A white supremacist from Ohio has been charged with murder after he rammed his car into a crowd of peaceful protesters in Charlottesville, Virginia, on Saturday (12 August) and killed a woman.

James Fields, 20, was arrested after he ploughed his car into a group gathered to protest a white supremacist rally in the university town, killing one and injuring at least nineteen others.

After driving into the crowd, Fields reversed and drove off, with the front of his car "all smashed up", eyewitnesses said.

He was arrested later that afternoon on suspicion of criminal homicide, police said.

The victim has been identified as 32-year-old Heather Heyer, a paralegal from nearby Greene County.

Her death was announced in a tweet by Charlottesville mayor Mike Signer who wrote: "I am heartbroken that a life has been lost here.

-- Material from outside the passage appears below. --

PR #649, opened 2017-11-13
Fix footnote accessibility issues

### LINKED ISSUE #633: Ensure pop-up footnotes are accessible (depends on #620)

I urge all people of good will – go home."

Tributes flooded in for Heyer, whose last Facebook post read "If you're not outraged, you're not paying attention". A Crowdfunding page had raised more than $32,000 for Heyer's family at the time of publication.

The page read: "Heather Heyer was murdered while protesting against hate. Her mother said: 'She died doing what was right. My heart is broken, but I am forever proud of her.' She will truly be missed."

Heather Heyer
James Fields
Heather Heyer was killed after white supremacist James Fields ploughed his car into her in Charlottesville, Virginia, on 12 August 2017

Col Martin Kumer, the superintendent of Albemarle-Charlottesville Regional Jail, told The Guardian that James Fields was "charged with second degree murder, three counts of malicious wounding and failing to stop at an accident that resulted in a death."

President Donald Trump condemned the "violence on many sides" and was criticised for refusing to directly denounce the far-right demonstrators.

On Twitter, the president wrote: "Condolences to the family of the young woman killed today, and best regards to all of those injured, in Charlottesville, Virginia. So sad!"

Republican Senator Cory Gardner said: "Mr. President - we must call evil by its name. These were white supremacists and this was domestic terrorism."